Nicknames. I’ve had a few of them over the years. You always remember your first, though.
I was twelve years old at the beginning of the 1989 school year. A seventh grader whose sole fashion statement was the nascent gel-hardened mullet I’d achieved by convincing the hairdresser that it was okay with my mom to let it “grow out a bit in the back.” My school was one of those permissive alternative institutions that housed students from 7-12th grade. This was the eighties and up until the year before I arrived students were still allowed to smoke inside the vestibule of the rear doorway. Alaskan winters are harsh and this was more of a humanitarian concession than a permissive one. The school was founded by hippie libertarians and it was still close enough to the seventies that nobody got their knickers twisted over that kind of thing.
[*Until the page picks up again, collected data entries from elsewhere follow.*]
PR #23661, opened 2025-06-03
chore: Update settings nav UI

mazzucchelli:
### What does it do?

Update the lighting icons in the settings left navigation column. Now all links related to premium features always show the icon, gray when the feature is disabled, and blue when the feature is available

Screenshot 2025-06-03 alle 19 21 21

### How to test it?

Using different type of licenses, make sure the icons are correctly rendered

### DIFF
--- a/packages/core/admin/admin/src/pages/Settings/components/SettingsNav.tsx
+++ b/packages/core/admin/admin/src/pages/Settings/components/SettingsNav.tsx
@@ -4,6 +4,7 @@ import { useIntl } from 'react-intl';
 import { useLocation } from 'react-router-dom';
 import { styled } from 'styled-components';
 
+import { useLicenseLimits } from '../../../../../ee/admin/src/hooks/useLicenseLimits';
 import { SubNav } from '../../../components/SubNav';
 import { useTracking } from '../../../features/Tracking';
 import { SettingsMenu } from '../../../hooks/useSettingsMenu';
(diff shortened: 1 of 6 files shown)


packages/core/admin/admin/src/pages/Settings/components/SettingsNav.tsx
```diff
@@ -67,7 +79,19 @@ const SettingsNav = ({ menu }: SettingsNavProps) => {
                   endAction={
                     <>
                       {link?.licenseOnly && (
-                        <Lightning fill="primary600" width="1.5rem" height="1.5rem" />
+                        <Lightning
+                          fill={
+                            (availableFeatureNames || []).includes(
+                              linksIdsToLicenseFeaturesNames[
+                                link.id as keyof typeof linksIdsToLicenseFeaturesNames
```
simotae14: just in terms of readability can you create a type definition for this type on top?

packages/core/admin/admin/src/pages/Settings/components/SettingsNav.tsx
```diff
@@ -67,7 +79,19 @@ const SettingsNav = ({ menu }: SettingsNavProps) => {
...
+                              ] as keyof typeof availableFeatureNames
```
simotae14: just in terms of readability can you create a type definition for this type on top?

simotae14 (changes requested):
overall it seems ok to me, please just address the two comments I added. Thanks

simotae14:
Just a little reminder, every time you open a new PR in the CMS to pass the check-pr-status you need to provide a source and a pr labels, like I did right now
Screenshot 2025-06-19 alle 10 13 29
and also assign the Pr to yourself, thanks a lot for the contribution @mazzucchelli

packages/core/admin/admin/src/pages/Settings/components/SettingsNav.tsx
mazzucchelli: Thanks for the feedback, let me know if the last commit improves types enough!

simotae14 (approved):
Thanks for the patience and this enhancement, the code looks good and I tested the solution with an EE license and it works, well done

PR #23662, opened 2025-06-03
feat: conditional form

butcherZ:
### What does it do?

- add conditional form in CTB
- validate schema using rulesEngine
- add badge for field that has conditions

### Why is it needed?

to add conditioinal field

### How to test it?

have fun in ctb

### Related issue(s)/PR(s)

DX-1973
DX-1974


packages/core/content-type-builder/admin/src/components/FormModal/attributes/ConditionForm.tsx
```diff
@@ -0,0 +1,413 @@
...
+}
+
+interface LocalValue {
+  dependsOn: string;
+  operator: 'is' | 'isNot';
+  value: string | boolean;
+  action: 'show' | 'hide';
+}
+
+const convertFromJsonLogic = (jsonLogic: JsonLogicValue): LocalValue => {
```
innerdvations, line 63: Can we add comments explaining all the conversions?

PR #23669, opened 2025-06-04
move generateFileName to image-manipulation to allow overriding

laurenskling:
### What does it do?

This is an alternative to: https://github.com/strapi/strapi/pull/22370
This moves the `generateFileName` function to a service which I could override in my `register`. Now I can have full control over what the generated filename will be to achieve goals presented in the comments in https://github.com/strapi/strapi/pull/22370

During the first week of school I was walking through the student lounge; I was wearing a Hobie Surf shirt and my protomullet was well shellacked, glistening, I’m sure, in the fluorescence of the overhead lights. “Hey,” a girl said from one of the lounge sofas. She was not just any girl, but a 12th grade girl with a leather jacket and long black rock n’ roll hair and everybody called her Animal. “C’mere,” she said. I obediently shuffled over. Surfer shirt and pegged stonewash jeans. Keds. Sweet moulet. “You like Metallica?” She asked with her eyebrow arched. I had no idea who they were but it was clear that the stakes were high so I nodded in response that sure, I liked them. I quickly followed up, mentioning that I also really liked Guns n’ Roses and that I was growing my hair out to be more like, y’know, Axl. There were some eyebrow conversations between her and her cool friends: a girl with very tall bangs, a guy who had a forearm tattoo of a dragon (in high school, in the eighties), and a guy with Robert Smith hair, tights, and pointy shoes. They concluded that I could hang out with them.
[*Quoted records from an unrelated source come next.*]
Issue #23524, opened 2025-05-14
Duplicate relations with identical documentId returned


channyeintun:
### Node Version

20

### NPM/Yarn/PNPM Version

10.8.2

### Strapi Version

5.13.0

### Operating System

MacOS

### Database

PostgreSQL

### Javascript or Typescript

Typescript

### Reproduction URL

https://github.com/channyeintun/strapi-starter-duplicate-relations

### Bug Description

With default sample data for articles and categories,
I used `"@strapi/plugin-graphql": "^5.13.0"` to query categories together with its articles. The reponse includes articles duplicating.
Query is as follows: 
```
query Categories {
  categories {
    name
    articles {
      documentId
      title
    }
  }
}
```
The response is as follows:
```
{
  "data": {
    "categories": [
      {
        "name": "test",
        "articles": [
          {
            "documentId": "zb5p1h2ct1ays90gypvy28jb",
            "title": "test"
          },
          {
            "documentId": "zb5p1h2ct1ays90gypvy28jb",
            "title": "test"
          }
        ]
      }
    ]
  }
}
```

You can see two articles with same documentId.
I have not enabled internationalization.
I only created a single article and a single category with default sample content types and relationships.

### Steps to Reproduce

1. Clone reproduced repo and go to the location.
2. Run docker command to run postgres container as described in README.md
3. Run `npm install` 
4. Run `npm run dev`
5. Add sample data for category and article in the admin panel
6. Go to `localhost:1337/graphql` and run the query described above and see the result

### Expected Behavior

Relations data should not have items duplicated.

### Logs

```shell

```

### Code Snippets

```
query Categories {
  categories {
    name
    articles {
      documentId
      title
    }
  }
}
```

### Media

<img width="957" alt="Image" src="https://github.com/user-attachments/assets/f0d11e06-224a-48e9-9304-c2c74965ec8b" />

### Confirmation Checklist

- [x] I have checked the existing [issues](https://github.com/strapi/strapi/issues) for duplicates.
- [x] I agree to follow this project's [Code of Conduct](https://github.com/strapi/strapi/blob/develop/CODE_OF_CONDUCT.md).

amarinsam:
I'm running into this as well.  For each single piece of content in Strapi CMS, the Postgres database returns two entry.  However, when I make a request to the relevant Strapi deployed endpoint via the REST API, it returns the correct content, deduplicated.  

I also tested that, saving a document as a draft, and not publishing it only creates 1 row in Postgres.

[...]

Issue #23460, opened 2025-05-02
Relation field returns null in API after related item is unpublished and republished


tommarshall:
### Node Version

v20.18.0

### NPM/Yarn/PNPM Version

10.8.2

### Strapi Version

5.12.7

### Operating System

MacOS

### Database

SQLite

### Javascript or Typescript

Typescript

### Bug Description

We’re experiencing a critical issue with relation fields in Strapi where valid references appear correctly in the Admin UI but return `null` when queried via the API under specific conditions.

### Steps to Reproduce

1. Create two content types (e.g., Product and Category) with a `has_one` or `has_many` relation (e.g., Product → Category).
2. Create a Category entry and publish.
3. Create a Product entry, linked it to the Category and publish.
4. Fetch the Product via the Strapi API (we've been using REST), with the Category populated. Note that the category data is present. This is expected.
5. Unpublish the Category.
6. View the Product and note that the Category entry is still linked showing as a Draft.
7. Refetch the Product via the Strapi API, with the Category populated. Note that the category is `null`. This is expected.
8. Republish the Category.
9. View the Product and note that the Category entry is still linked showing as Published - identical to how it was after Step 3.
10. Refetch the Product via the Strapi API, with the Category populated. Note that the category is still `null`. This is **not** expected.
11. Republish the Product.
12. Refetch the Product via the Strapi API, with the Category populated. Note that the category data has returned.

### Expected Behavior

The API should return the Category relation as expected (since it’s republished and still appears linked in the Admin UI).

OR

The Admin UI should show the relationship to the Category on the Product item as broken so that content editors are aware action is required.

--

Personally, I think the repairing the relationship is the better solution here as this requires less manual action from content editors.

### Actual Behaviour

The API response for the Product shows the Category relation as `null` after the Category is republished.

This persists until the Product itself is manually republished — despite the Admin UI continuing to display the link as valid.

### Logs

```shell

```

### Confirmed Scope

- Issue occurs in `has_one` and `has_many` relation field types.
- Does **not** occur when the relation is bidirectional.
- Impacts the relation fields in content types and components.
- This data is corrupted broken in the `_lnk` tables, so is not API interface (e.g. REST) specific.
- Reproducible in a clean install using the official Strapi starter project and starter sample data, on the latest Strapi version of v5.12.7.

### Potential Workarounds and Limitations

[...]

PR #23673, opened 2025-06-05
fix: one to many relations returns published and draft versions

markkaylor:
### What does it do?

- Forwards the filters to dynamic zones that contain the 'on' keyword
- Filters a graphql association to return the correct dp version

### Why is it needed?

Dynamic zones and containing a component with a oneToMany relation returns both draft and published versions

Graphql oneToMany relations (at root level) return draft and published versions

### How to test it?

**REST with DZ**
Create a dynamic zone with a component containing a one to many relation
Make a request example query `(/api/tester-rels/g3ihtqhceeog7yq8az0k84xe?populate[dz][on][default.dz-compo-rel][populate]=*)`
It should only return published relations

**GraphQL**
Create a oneToMany relation between two content types
Make a request like:
```
query TesterRels {
  testerRels {
    documentId
    testers {
      title
      documentId
    }
  }
}
```
It should only return published relations

### Related issue(s)/PR(s)

https://github.com/strapi/strapi/issues/23524#issuecomment-2933458701

### DIFF
--- a/packages/plugins/graphql/server/src/services/builders/resolvers/association.ts
+++ b/packages/plugins/graphql/server/src/services/builders/resolvers/association.ts
@@ -1,4 +1,4 @@
-import { get } from 'lodash/fp';
+import { get, merge } from 'lodash/fp';
 import { async, errors } from '@strapi/utils';
 import type { Internal } from '@strapi/types';
 
@@ -58,8 +58,14 @@ export default ({ strapi }: Context) => {
           }
         );
 
-        const dbQuery = strapi.get('query-params').transform(targetUID, sanitizedQuery);
-
+        const transformedQuery = strapi.get('query-params').transform(targetUID, sanitizedQuery);
+        const defaultFilters = {
+          where: {
+            // Return the same draft and publish version as the parent
+            publishedAt: { $notNull: parent.publishedAt !== null },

I was in. I hung out before school, after school, lunch times. I even taught myself to smoke—Camel unfiltered for extra cool-guy points. By then the smoking area had moved all the way across the street. My favorite trick was to impress the older kids when I bummed one of their smokes by ripping the butt off with my teeth. Over the next few months I learned about Metallica, The Cure, The Violent Femmes, Sisters of Mercy, Joy Division. I learned about the Church of the Subgenius and JR “Bob” Dobbs. I learned about Discordians. I went to a real live punk show. It was a fruitful kickoff to my adolescence.
One afternoon at the smoking area a senior with a beard like a thirty year old man asked me, “Hey, do you have a nickname?” I was shocked. No. I didn’t have a nickname. I hadn’t even considered the possibilities. “Well,” he continued, exhaling a cloud of smoke, “You should pick one.”
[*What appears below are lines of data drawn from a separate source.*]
PR #23707, opened 2025-06-10
fix(upload): import cropperjs css by styled components

simotae14:
### What does it do?
SOLUTION PROVIDED by [ben39053372](https://github.com/ben39053372) 👏🏽 

fix crop image function not work on production mode

BTW I think this related with pack-up or vite.

### Why is it needed?

crop image page crashed on production mode

### How to test it?

test on production build (create a new strapi project with the EXPERIMENTAL VERSION 0.0.0-experimental.267375bdc00aa57de5e78acd345a838d21a63676)
1. go to media library
2. upload a image
3. edit image
4. click crop image

### Related issue(s)/PR(s)

Solves #21906


packages/core/upload/admin/src/components/EditAssetDialog/PreviewBox/PreviewBox.tsx
```diff
@@ -60,6 +60,7 @@ export const PreviewBox = ({
   replacementFile,
   trackedLocation,
 }: PreviewBoxProps) => {
+  const CropperjsStyle = createGlobalStyle`${cropperjscss}`;
```
markkaylor, line 63: The global style thing worries me a bit. Looking at the css (node_modules/cropperjs/dist/cropper.css) it's probably safe 🤷 wdyt @Adzouz ?

Adzouz: Yeah I don't see that being an issue since it's pretty scoped and light css

Adzouz:
I'm good with the solution but the only thing is that is breaking the tests now 😕

Adzouz (approved):

Adzouz:
Thank you for fixing the tests that were failing @simotae14 🙌
We could consider finding another package for the revamp of the media library later.
🚀

PR #366, opened 2017-09-28
G9 fix commit

phomes:
This fixes writing profiles on the G9. The problem was when setting the current resolution, which is a short report on the G9 but a long on other models. While looking into it I noticed that we are getting/setting the current resolution unnecessarily many times, and that we set it before the profile write which causes the device to jump to its default resolution.

### DIFF
--- a/src/hidpp10.c
+++ b/src/hidpp10.c
@@ -2109,12 +2109,24 @@ hidpp10_set_current_resolution(struct hidpp10_device *dev,
 			       uint16_t yres)
 {
 	unsigned idx = dev->index;
-	union hidpp10_message resolution = CMD_CURRENT_RESOLUTION(REPORT_ID_LONG, idx, SET_LONG_REGISTER_REQ);
+	union hidpp10_message resolution = CMD_CURRENT_RESOLUTION(REPORT_ID_SHORT, idx, SET_REGISTER_REQ);
+	union hidpp10_message resolution_long = CMD_CURRENT_RESOLUTION(REPORT_ID_LONG, idx, SET_LONG_REGISTER_REQ);
+	int res;
 
-	hidpp_set_unaligned_le_u16(&resolution.data[4], hidpp10_get_dpi_mapping(dev, xres));
-	hidpp_set_unaligned_le_u16(&resolution.data[6], hidpp10_get_dpi_mapping(dev, yres));
+	switch (dev->profile_type) {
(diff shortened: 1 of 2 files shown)


src/hidpp10.c
```diff
@@ -2109,12 +2109,23 @@ hidpp10_set_current_resolution(struct hidpp10_device *dev,
...
 {
 	unsigned idx = dev->index;
-	union hidpp10_message resolution = CMD_CURRENT_RESOLUTION(REPORT_ID_LONG, idx, SET_LONG_REGISTER_REQ);
+	union hidpp10_message resolution = CMD_CURRENT_RESOLUTION(REPORT_ID_SHORT, idx, SET_REGISTER_REQ);
+	union hidpp10_message resolution_long = CMD_CURRENT_RESOLUTION(REPORT_ID_LONG, idx, SET_LONG_REGISTER_REQ);
+	int res;
+
+	switch (dev->profile_type) {
+	case HIDPP10_PROFILE_G9:
+		hidpp_set_unaligned_le_u16(&resolution.data[4], hidpp10_get_dpi_mapping(dev, xres));
```
cvuchener: Shouldn't it be a 8 bit value?

phomes: Good catch. It should. hidpp10_get_dpi_mapping returns a uint8_t so we can just write that directly. The result is the same but it is more correct. I'll force push an updated patch

src/hidpp10.c
```diff
@@ -2109,12 +2109,23 @@ hidpp10_set_current_resolution(struct hidpp10_device *dev,
...
+		res = hidpp10_request_command(dev, &resolution);
+		break;
+        default:
+		hidpp_set_unaligned_le_u16(&resolution_long.data[4], hidpp10_get_dpi_mapping(dev, xres));
+		hidpp_set_unaligned_le_u16(&resolution_long.data[6], hidpp10_get_dpi_mapping(dev, yres));
 
-	hidpp_set_unaligned_le_u16(&resolution.data[4], hidpp10_get_dpi_mapping(dev, xres));
-	hidpp_set_unaligned_le_u16(&resolution.data[6], hidpp10_get_dpi_mapping(dev, yres));
+		res = hidpp10_request_command(dev, &resolution_long);
+        }
```
whot: please always add a break, even when it's the default case

PR #368, opened 2017-09-29
Remove the 'unknown' LED type

whot:
We have the `.device` files now, so any information the driver can't get from the device we can pull from the device files if we need to. So instead of the 'unknown' LED type assert in libratbag to make sure any new device support is eager to fix this immediately.

Note: currently based on #367, only the last 4 commits count here.
CC @lrenaud


Hjdskes:
Not sure why you want my review on this; most of this seems to be related to libratbag internals where I can't say if this is a good solution. The ratbagd changes look good to me, and can be used as-is with Piper if I am not mistaken.

whot:
rebased on master to fix the conflicts

whot:
@Hjdskes don't undersell yourself, you've worked enough with libratbag to have a say in its design :)

@bentiss - can I get a review for this please?

bentiss:
FYI, I pushed 670720b40fa4 before and c3be9e1af13b after this series.

bentiss:
And also 5c71f95 to make flake8 happy

PR #374, opened 2017-09-30
Hidpp10 leds from device

phomes:
The G9 at least does not seem to provide information about the LED count. This adds a new entry 'LEDs' to the [Driver/hidpp10] section in the .device file. If a value is set there it will override anything that may already be set by the driver.


src/libratbag-data.c
```diff
@@ -104,6 +106,13 @@ init_data_hidpp10(struct ratbag *ratbag,
 	if (error)
 		g_error_free(error);
 
+	error = NULL;
+	num = g_key_file_get_integer(keyfile, group, "LEDs", &error);
```
whot: Change it to `Leds` please, we're using `Dpi` instead of `DPI` in those files too. And add the entry to the `device.example` file so it's documented.

phomes:
updated and pushed. Thanks

PR #375, opened 2017-10-04
test: set RATBAG_TEST in code, not in meson

whot:
It's a fixed value so it's much easier to set this in the test binaries rather
than requiring the user to set this in the env before running a test manually.


whot:
I don't think so, it's now always set in the source of the program we want to run. and using the env is the only way to pass this down to libratbag (though admittedly now that it's not a library anymore we could just add an API for that).

PR #376, opened 2017-10-04
Logitech G703 wired support

SonicFrog:
Adds a device file for the Logitech G703 connected through wired USB, as well as an SVG for the gnome theme.


data/gnome/logitech-g703.svg
```diff
@@ -0,0 +1 @@
+logitech-g403.svg
```
bentiss: Looks like this is not a SVG :)

Hjdskes: This is a symlink to logitech-g403.svg.

bentiss: Right, I have been mistaken by github's web ui.

In that case, wouldn't it be better to just have `logitech-g403.svg` in the `.device` file and add a comment saying both are the same. Having a separate file is just misleading IMO.

Hjdskes: There is at least one other symlink that follows the current approach, as far as I know.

My cheeks flushed. This was a ton of responsibility. I wracked my brain for something awesome, something that conveyed how goddamned metal I was. Something even half as rad as “Animal.” After a few pensive drags on my (really cool) unfiltered cigarette I had it: “Ozone.” The older kid nodded approval and said no more.
I don’t think anybody ever actually called me Ozone, no matter how many of my angsty stream of consciousness poems I signed that way. No matter how many tags I left on suburban streets, writing it super cool by crossing the O like a big zero and underlining the word. Ozone just never stuck.
The spanner in the works, you see, was Animal. We were hanging out in the lounge during lunchtime. She was playing a furious game of Egyptian Rat Screw with her best friend. Animal lost the game and took out her frustration by grabbing me around the middle and tickling me until just before I puked. Being a weedy twelve year old boy, I was an easy target for stray frustrations. I was also extremely ticklish. Within a fraction of a second I turned bright molten gasping-for-air red. To make matters worse, I was wearing a fluorescent oversized “Hot Tuna” shirt that amplified the effect considerably.
Animal’s best friend (whose name has been lost down the memory hole) looked at me and said flatly: “Holy shit, check him out. He’s pink. Like, all over. Even the shirt.” A slow snicker started that soon graduated to choking fits of laughter. Between guffaws she managed to say the word: “Pinky.” The shot had been fired. Animal turned to me with wild eyes and began shouting “Pinky! Pinky! Pinky!” Which, of course, became my nickname for the next four or so years.
And that was how I learned that you don’t get to pick your own nickname.